[Saved data entries]
━━━━━━
PR #651, opened 2025-04-17
chore: remove useless logs

tomwisecodes:
## Description

These logs are only meant to show up in development but when there is an error dump a giant and useless error into the terminal that stops you from actually being able to debug as the message includes every trpc definition taking up the entire console window.


mantagen (approved):
Good idea

PR #657, opened 2025-04-25
feat: additional resources - threat detection and moderation

JBR90:
## Description

- Add interaction schema and persists generations
- Adds Lakera threat detection step
- Adds moderation step

## Issue(s)

Fixes #

## How to test

1. Go to {deployment_url}
2. Click on \_\_\_\_\_\_

## Screenshots

{screenshots}

How it should now look:
{screenshots}

## Checklist


apps/nextjs/src/app/additional-material-spike/AdditionalMaterials.tsx
```diff
@@ -130,7 +107,10 @@ const AdditionalMaterials: FC<AdditionalMaterialsProps> = ({ pageData }) => {
         },
       });
 
-      setGeneration(res);
+      log.info("res **************", res);
```
mantagen, line 110: Can remove

packages/db/prisma/schema.prisma
```diff
@@ -1154,3 +1154,29 @@ model RagLessonPlanPart {
   @@map("rag_lesson_plan_parts")
   @@schema("rag")
 }
+
+model Interaction {
```
mantagen, line 1158: I wonder if this needs to be `AdditionalResourceInteraction` for clarity?

packages/db/prisma/schema.prisma
```diff
@@ -1154,3 +1154,29 @@ model RagLessonPlanPart {
...
+  derivedFromId String?       @map("derived_from_id")
+  derivedFrom   Interaction?  @relation("DerivedFrom", fields: [derivedFromId], references: [id])
+  derivatives   Interaction[] @relation("DerivedFrom")
+
+  adaptsOutputId String?       @map("adapts_output_id")
+  adaptsOutput   Interaction?  @relation("AdaptedOutput", fields: [adaptsOutputId], references: [id])
+  adaptedBy      Interaction[] @relation("AdaptedOutput")
+
+  config               Json    @db.JsonB
+  inputText            String? @map("input_text")
```
mantagen, line 1171: Is this optional? Should it not be?

apps/nextjs/src/app/additional-material-spike/AdditionalMaterials.tsx
```diff
@@ -130,7 +107,10 @@ const AdditionalMaterials: FC<AdditionalMaterialsProps> = ({ pageData }) => {
...
+
+      setGeneration(res.resource);
+      setModeration(res.moderation.justification ?? null);
     } catch (error) {
       log.error("error", error);
```
mantagen, line 115: I guess we don't need the first arg: `"error"` ?

packages/additional-materials/src/threatDetection/lakeraThreatCheck.ts
```diff
@@ -0,0 +1,83 @@
...
+  apiKey = process.env.LAKERA_GUARD_API_KEY,
+}: {
+  messages: Message[];
+  projectId?: string;
+  apiKey?: string;
+}): Promise<z.infer<typeof lakeraGuardResponseSchema>> {
+  if (!apiKey) {
+    log.error("Lakera API key not found");
+    throw new Error("Lakera API key not found");
+  }
```
mantagen, line 53: Do we also want to throw if no projectId ?

packages/additional-materials/src/threatDetection/lakeraThreatCheck.ts
```diff
@@ -0,0 +1,83 @@
...
+  const requestBody = {
+    messages,
+    ...(projectId && { project_id: projectId }),
+    payload: true,
+    breakdown: true,
+  };
+
+  const parsedBody = lakeraGuardRequestSchema.parse(requestBody);
+
+  const response = await fetch("https://api.lakera.ai/v2/guard", {
```
mantagen, line 64: Is Lakera api endpoint an in-code variable or an env var, perhaps should be if used elsewhere too? Not a blocker

packages/api/src/router/additionalMaterials.ts
```diff
@@ -108,26 +76,22 @@ export const additionalMaterialsRouter = router({
...
-        }
-
-        return result;
       } catch (cause) {
         const TrpcError = new Error(
           "Failed to fetch additional material moderation",
           { cause },
         );
-        log.error("Failed to fetch additional material moderation", cause);
+        log.error("Failed to fetch lesson plan", cause);
```
mantagen, line 89: additional materials moderation

packages/api/src/router/additionalMaterials.ts
```diff
@@ -108,26 +76,22 @@ export const additionalMaterialsRouter = router({
...
         Sentry.captureException(TrpcError);
```
mantagen, line 90: Do we want to add any more context to the error that's sent to Sentry?

packages/api/src/router/additionalMaterials/helpers.ts
```diff
@@ -0,0 +1,183 @@
...
+import { isToxic } from "@oakai/core/src/utils/ailaModeration/helpers";
+import type { ModerationResult } from "@oakai/core/src/utils/ailaModeration/moderationSchema";
+import type { PrismaClientWithAccelerate } from "@oakai/db";
+import { aiLogger } from "@oakai/logger";
+
+import type { LooseLessonPlan } from "../../../../aila/src/protocol/schema";
+
+const log = aiLogger("additional-materials");
+
+interface GenerateAdditionalMaterialParams {
```
mantagen, line 19: I think generally we're preferring `type =` vs `interface`

mantagen: Although I could be wrong!

packages/api/src/router/additionalMaterials/helpers.ts
```diff
@@ -0,0 +1,183 @@
...
+    provider: "openai",
+    parsedInput: {
+      documentType: input.documentType,
+      context: input.context,
+    },
+    action: input.action,
+  });
+
+  if (!result) {
+    throw new Error("Failed to generate additional material");
```
mantagen, line 44: Is the error already logged->Sentry by this point? Otherwise looks like we could be losing information

packages/api/src/router/additionalMaterials/helpers.ts
```diff
@@ -0,0 +1,183 @@
...
+  });
+
+  const { resourceId, documentType } = input;
+  const version = additionalMaterialsConfigMap[documentType].version;
+
+  const interaction = await prisma.interaction.create({
+    data: {
+      userId,
+      config: {
+        resourceType: documentType,
```
mantagen, line 59: Might be good to consider consistent terminology here.

Perhaps a glossary in Notion? (AI could create a good one I'm sure)

packages/db/prisma/schema.prisma
JBR90: There is only input text from the user when a 1 shot Aila lesson is created in the background prior to the AR being created. The adaptations are also predefined options (lower reading age, etc), although there maybe be a custom option past MVP.

When we link from OWA there will be no input text as well as it will be based in that specific lesson.

apps/nextjs/src/app/additional-material-spike/AdditionalMaterials.tsx
JBR90: This is the spike code that will go after Tom's PR is merged.

packages/api/src/router/additionalMaterials/helpers.ts
JBR90: Yeah good idea, there is some work to align the naming of this feature and to differentiate from the lesson additional materials. It's being discussed tomorrow in product steering.

mantagen (approved):
LGTM, nice!

mikeritson-oak (changes requested):
Three possible issues seen during testing:

1. A sporadic issue on initial lesson generation, the lesson details are shown but then disappear following the moderation step and placeholders are shown instead. I think this may be dependant on whether a moderation result is returned at that point:
SCR-20250507-nqfd
2. Messages which trigger threat detection are shown the relevant warning message but these messages do not persist if the browser is refreshed. All messages are removed from the chat if they were detected.
3. Lesson output does not persist if the browser is refreshed during the moderation stage, prior to completion. This one seems to also happen in Production, I don't know if we would expect it to persist at this stage?

JBR90:
> Three possible issues seen during testing:
> 
> 1. A sporadic issue on initial lesson generation, the lesson details are shown but then disappear following the moderation step and placeholders are shown instead. I think this may be dependant on whether a moderation result is returned at that point:
>    SCR-20250507-nqfd
> 2. Messages which trigger threat detection are shown the relevant warning message but these messages do not persist if the browser is refreshed. All messages are removed from the chat if they were detected.
> 3. Lesson output does not persist if the browser is refreshed during the moderation stage, prior to completion. This one seems to also happen in Production, I don't know if we would expect it to persist at this stage?

Hey Mike, i think the PR is ready for another look now #657 . I've not actually changed any code but have updated decencies and seems to be working as expected
A sporadic issue on initial lesson generation, the lesson details are shown but then disappear following the moderation step and placeholders are shown instead. I think this may be dependant on whether a moderation result is returned at that point:
Not seen this one after re-building
Messages which trigger threat detection are shown the relevant warning message but these messages do not persist if the browser is refreshed. All messages are removed from the chat if they were detected.
Unrelated to the changes in this PR, i don't think we are persisting the messages yet
Lesson output does not persist if the browser is refreshed during the moderation stage, prior to completion. This one seems to also happen in Production, I don't know if we would expect it to persist at this stage?
Not sure about this one, if on production and new expected we should add a bug ticket

PR #668, opened 2025-05-06
feat: connect additional materials moderation and threat to modals and zustand

JBR90:
## Description

-  Connects moderation and threat detection to zustand store
- Adds draft modulation and threat copy - (awaiting final copy and designs)
- Threat - 
      -  modal
      - should clear state
- Moderation 
      - adds moderation message to lesson - modal if user clicks on more guidance
      - adds moderation message to material - modal id user clicks on more gudance

// How to test

- Aila basic functionality test
- AM work is still awaiting some designs and not ready for testing

## Checklist


apps/nextjs/src/components/DialogControl/ContentOptions/AdditionalMaterialsModeration.tsx
```diff
@@ -0,0 +1,39 @@
...
+      $width="100%"
+      $height="100%"
+      $flexDirection="column"
+      $justifyContent="space-between"
+    >
+      <OakP>
+        This content that needs additional guidance. Please check carefully
+        before using. Learn more about moderation and content guidelines.
+      </OakP>
+      {moderation?.categories.map((category) => <OakP>{category}</OakP>)}
```
mantagen, line 28: Does this need a key={} on the map?

apps/nextjs/src/stores/resourcesStore/types.ts
```diff
@@ -21,7 +22,7 @@ export type StepOneFormState = {
 };
 
 export type ResourcesState = {
-  id: string;
+  id: string | null;
```
mantagen, line 25: When is id null? Before it's been persisted? Wondering if it's beneficial to have a type with id and a type without? or overkill?

mantagen (approved):
Code looks good couple suggestions/questions

apps/nextjs/src/stores/resourcesStore/types.ts
JBR90: The id is created when the user creates a additional material, what would be the benefit of the two types ?

mantagen: Maybe I wasn't fully understanding the type here.

I was thinking more if you had a DB entity AdditionalMaterialResource or whatever, that would always have an ID ... whereas if you were creating a NewAdditionalMaterialResource, it would never have an ID (until it was persisted, at which point it would also have created_at updated_at etc).

This is non-blocking and more philosophical at this point!

PR #693, opened 2025-06-03
feat: add scheduled clerk user cleanup cron job - AI-1245

codeincontext:
## Problem

Clerk user limits require periodic cleanup of inactive test and demo accounts. We need automated cleanup to run on staging environment where test accounts accumulate, but Vercel cron jobs only work on production deployments.

## Solution

Created a GitHub Action for scheduled clerk user cleanup that:

- **Scheduled execution**: Runs daily at 2 AM UTC on staging environment
- **Manual triggering**: Can be triggered manually with configurable dry-run option
- **Deletion rules**: 
  - Test accounts (emails with + or numbers): deleted after 1 month inactive
  - Regular accounts: deleted after 3 months inactive
- **Safe operation**: Includes dry-run mode and detailed logging
- **Proper authentication**: Uses Bearer token auth and Vercel protection bypass headers

## Testing Results

✅ **Dry run test**: 
```
Clerk user cleanup completed: 155 users would be deleted, 317 users remaining
```

✅ **Live run test**:
```
Found 155 users to delete out of 472 total users
Clerk user cleanup completed: 155 users deleted, 317 users remaining
```

## Pre-merge Tasks

- [x] Update `CLERK_USER_CLEANUP_URL` secret back to main deployment

## Issue(s)

Fixes AI-1245

### DIFF
--- a/.github/workflows/clerk-user-cleanup.yml
+++ b/.github/workflows/clerk-user-cleanup.yml
@@ -20,7 +20,7 @@ jobs:
     steps:
       - name: Run Clerk User Cleanup on Staging
         run: |
-          DRY_RUN="${{ github.event.inputs.dry_run || 'false' }}"
+          DRY_RUN="${{ github.event.inputs.dry_run || false }}"
           CLERK_USER_CLEANUP_URL="${{ secrets.CLERK_USER_CLEANUP_URL }}"
           CRON_SECRET="${{ secrets.CRON_SECRET }}"
           VERCEL_AUTOMATION_BYPASS_SECRET="${{ secrets.VERCEL_AUTOMATION_BYPASS_SECRET }}"


apps/nextjs/src/app/api/cron-jobs/clerk-user-cleanup/route.ts
```diff
@@ -0,0 +1,115 @@
...
+
+  const lastActive = new Date(user.lastActiveAt ?? user.createdAt);
+  const created = new Date(user.createdAt);
+  const now = new Date();
+
+  const timeSinceLastActive = now.getTime() - lastActive.getTime();
+  const sameDay = lastActive.toDateString() === created.toDateString();
+
+  const hasTestCharacters =
+    email.includes("+") || OAK_EMAIL_WITH_NUMBER.test(email);
```
mantagen, line 30: I think some genuine Oak emails have numbers in them. I'm not sure if people use them but they are legitimate.

apps/nextjs/src/app/api/cron-jobs/clerk-user-cleanup/route.ts
```diff
@@ -0,0 +1,115 @@
...
+      deletedCount: 0,
+      remainingUsers: result.data.length,
+    };
+  }
+
+  let deletedCount = 0;
+
+  for (const user of usersToDelete) {
+    try {
+      await deleteUser(user, isDryRun);
```
mantagen, line 71: Guessing this doesn't gets rate limited?

apps/nextjs/src/app/api/cron-jobs/clerk-user-cleanup/route.ts
```diff
@@ -0,0 +1,115 @@
...
+    return;
+  }
+
+  await clerkClient.users.deleteUser(user.id);
+  log.info(`Deleted user (ID: ${user.id})`);
+}
+
+async function cleanupUsers(isDryRun: boolean) {
+  const result = await clerkClient.users.getUserList({
+    limit: 500,
```
mantagen, line 51: Is `limit` a non-optional param?

.github/workflows/clerk-user-cleanup.yml
```diff
@@ -0,0 +1,46 @@
...
+
+permissions: {}
+
+jobs:
+  clerk-user-cleanup:
+    runs-on: ubuntu-latest
+    steps:
+      - name: Run Clerk User Cleanup on Staging
+        run: |
+          DRY_RUN="${{ github.event.inputs.dry_run || 'false' }}"
```
mantagen, line 23: is 'false' here a string? Wasn't sure whether it's casted at some point

packages/api/src/router/testSupport/userPreparation/clerkUsers.ts
```diff
@@ -10,10 +10,9 @@ export const deleteOldTestUser = async () => {
     limit: 500,
   });
 
-  const NUMBERS_USER = /\d{5,10}.*@/; // jim+010203@thenational.academy
   const testUsers = result.data.filter((u) => {
     const email = u.primaryEmailAddress?.emailAddress ?? "";
-    return email.startsWith("test+") || email.match(NUMBERS_USER);
+    return email.startsWith("test+");
```
mantagen, line 15: The numbers-in-email check is removed here, but logic is part of `hasTestCharacters`?

mantagen (commented):
Looks good! Couple comments. Also, as it stands would this be running on the production deployment too?

apps/nextjs/src/app/api/cron-jobs/clerk-user-cleanup/route.ts
codeincontext: Interesting insight, thank you. Would 3 numbers in a row rule those out?

packages/api/src/router/testSupport/userPreparation/clerkUsers.ts
codeincontext: Yeah, I think that the e2e test account should stick to their own logic of having a user pool with a finite length. They will cycle a lot quicker than the 1 month on manually created test accounts (hasTestCharacters).

codeincontext:
> Also, as it stands would this be running on the production deployment too?

That's the issue I'm trying to get around by using a github action. I originally used a vercel cron, but those only run in production!

As a scheduled github action, it will trigger only in the context of the main branch on github. To be honest that ends up not being too important as Github only has secrets for staging: both CLERK_USER_CLEANUP_URL and CRON_SECRET are specific to staging so it can't call the production endpoint

I think we should definitely put a check in the cron endpoint itself though. I'll do that now

apps/nextjs/src/app/api/cron-jobs/clerk-user-cleanup/route.ts
mantagen: Yep sounds good. I've only seen the number '1' in the email, so two or more digits should be safe

.github/workflows/clerk-user-cleanup.yml
codeincontext: I don't know the exact answer of how these are interpolated, but it does seem to work as expected. It's a good question

codeincontext: DRY_RUN is ultimately only passed forward into the URL concatenation, so I suppose it doesn't matter what the type is here in this case

mantagen (approved):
━━━━━━
## EXERCISE AIM
Only the lines containing the string "requestBody" are needed; pull them out of the records.

## TASK RESPONSE
+  const requestBody = {
+  const parsedBody = lakeraGuardRequestSchema.parse(requestBody);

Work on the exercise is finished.